3.2.1. Weak and Strong Augmentations

For an unlabeled text sample u, we apply two types of augmentations. The Weak Augmentation $\alpha \left(u\right)$ is typically an identity mapping or a minimal perturbation, ensuring that the original semantic content is preserved. In our setup, $\alpha \left(u\right)=u$. The Strong Augmentation $A\left(u\right)$ is a more aggressive transformation, such as back-translation (e.g., German-English and Russian-English mutual translation), designed to introduce significant syntactic or lexical variations while preserving the core meaning.

3.2.2. Ensemble Prediction and Pseudo-Label Generation

For each unlabeled sample u, its weakly augmented version $\alpha \left(u\right)$ is passed through all M student models. Each student model $S_i$ outputs a probability distribution over K classes, $P_{S_i}\left(\alpha \left(u\right)\right)=[p_{i,1},p_{i,2},\dots ,p_{i,K}]$. These individual predictions are then aggregated through a weighted voting mechanism to form an integrated ensemble probability distribution $P_E\left(\alpha \left(u\right)\right)$:

$$\begin{array}{cc}\hfill P_E\left(\alpha \left(u\right)\right)& =\sum _{i=1}^M{\omega }_i{P}_{S_i}\left(\alpha \left(u\right)\right)\hfill \end{array}$$

(1)

where ${\omega }_i$ are the weights for each student model, typically set to $1/M$ for simplicity, or dynamically adjusted based on models’ historical performance on labeled data. This strategy of dynamic adjustment and real-time optimization aligns with recent methodologies proposed for AI-enhanced decision-making in complex simulation environments [2]. The pseudo-label ${\widehat{y}}_u$ for sample u is then derived from the integrated ensemble prediction:

$$\begin{array}{cc}\hfill {\widehat{y}}_u& =arg\underset{k\in \{1,\dots ,K\}}{max}{P}_E{\left(\alpha \left(u\right)\right)}_k\hfill \end{array}$$

(2)

Simultaneously, we quantify the ensemble’s uncertainty regarding sample u by computing the entropy of the integrated probability distribution:

$$\begin{array}{cc}\hfill H_E\left(\alpha \left(u\right)\right)& =-\sum _{k=1}^K{P}_E{\left(\alpha \left(u\right)\right)}_{k}log{P}_E{\left(\alpha \left(u\right)\right)}_k\hfill \end{array}$$

(3)

A higher entropy value indicates greater uncertainty in the ensemble’s prediction.

3.2.3. Dynamic Class-Level Confidence Thresholds

To filter out unreliable pseudo-labels and mitigate error accumulation, we employ dynamic class-level confidence thresholds.

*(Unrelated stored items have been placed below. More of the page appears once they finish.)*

PR #4676, opened 2025-12-18
feat: Add queue grouping helper controlled by feature flag

joybytes:
## Summary 
Introduce a helper to generate MessageGroupId values based on queue-specific rules, improving fairness between services and traffic types.

Grouping is guarded by the ENABLE_SQS_FAIR_GROUPING feature flag to allow safe rollout and rollback, and includes initial tests for the new behaviour.

Resource for implementation of `MessageGroupId` [here](https://docs.celeryq.dev/en/main/getting-started/backends-and-brokers/sqs.html#:~:text=With%20FIFO%20queues%20it%20might%20be%20necessary%20to%20set%20additional%20message%20properties%20such%20as%20MessageGroupId%20and%20MessageDeduplicationId%20when%20publishing%20a%20message)

### Ticket


app/config.py
```diff
@@ -560,6 +551,7 @@ class Config:
 
     REPORT_REQUEST_NOTIFICATIONS_TIMEOUT_MINUTES = 30
     REPORT_REQUEST_NOTIFICATIONS_CSV_BATCH_SIZE = 2500
+    FAIR_QUEUE_ENABLED = False
```
DilwoarH:
```suggestion
    ENABLE_SQS_FAIR_GROUPING = os.getenv("ENABLE_SQS_FAIR_GROUPING", False)
```

app/celery/queue_utils.py
```diff
@@ -0,0 +1,50 @@
...
+
+def get_message_group_id_for_queue(
+    *,
+    queue_name: QueueNames,
+    service_id: str | None = None,
+    notification_type: str | None = None,
+    origin: str | None = None,
+    key_type: str | None = None,
+) -> dict[str, str]:
+    if not current_app.config.get("ENABLE_SQS_FAIR_GROUPING", False):
```
DilwoarH:
```suggestion
    if not current_app.config.get("ENABLE_SQS_FAIR_GROUPING"):
```

DilwoarH (changes requested):

app/celery/queue_utils.py
```diff
@@ -0,0 +1,50 @@
...
+        "notification_type": notification_type,
+        "origin": origin,
+        "key_type": key_type,
+    }
+
+    parts: list[str] = []
+    for field in grouping_fields:
+        value = values.get(field)
+        if value:
+            parts.append(value)
```
spatel033:
```suggestion
        parts.append(str(value) if value else "unknown")
```
Instead of skipping missing values, this keeps the shape of group id consistent and logs would be easier to parse.

app/celery/queue_utils.py
```diff
@@ -0,0 +1,50 @@
...
+
+    if not parts:
+        return {}
```
spatel033: It would be better to log a warning message, since we expect a group ID but it is missing.

DilwoarH (changes requested):
Minor changes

Instead of a global fixed threshold, each class k maintains an adaptive threshold $T_k$. A pseudo-label ${\widehat{y}}_u$ for sample u is considered valid only if its integrated confidence $C_E\left(\alpha \left(u\right)\right)=P_E{\left(\alpha \left(u\right)\right)}_{{\widehat{y}}_u}$ exceeds the corresponding class threshold $T_{{\widehat{y}}_u}$:

$$\begin{array}{c}\hfill \mathrm{Valid}\mathrm{Pseudo}-\mathrm{label}\mathrm{if}\text{:}{C}_E\left(\alpha \left(u\right)\right)\ge T_{{\widehat{y}}_u}\end{array}$$

(4)

These thresholds $T_k$ are dynamically adjusted during training, typically by tracking the average confidence of accepted pseudo-labels for each class, ensuring adaptability to varying class difficulties and training stages.

3.3. Adaptive Sample Reweighting (ASRW)

The ASRW mechanism is a novel component that assigns a dynamic learning weight $w_u$ to each valid pseudo-labeled unlabeled sample u. This weight is crucial for enhancing learning from valuable but challenging samples, moving beyond simple confidence-based filtering. ASRW comprehensively considers three key factors: ensemble consistency, ensemble uncertainty, and sample difficulty.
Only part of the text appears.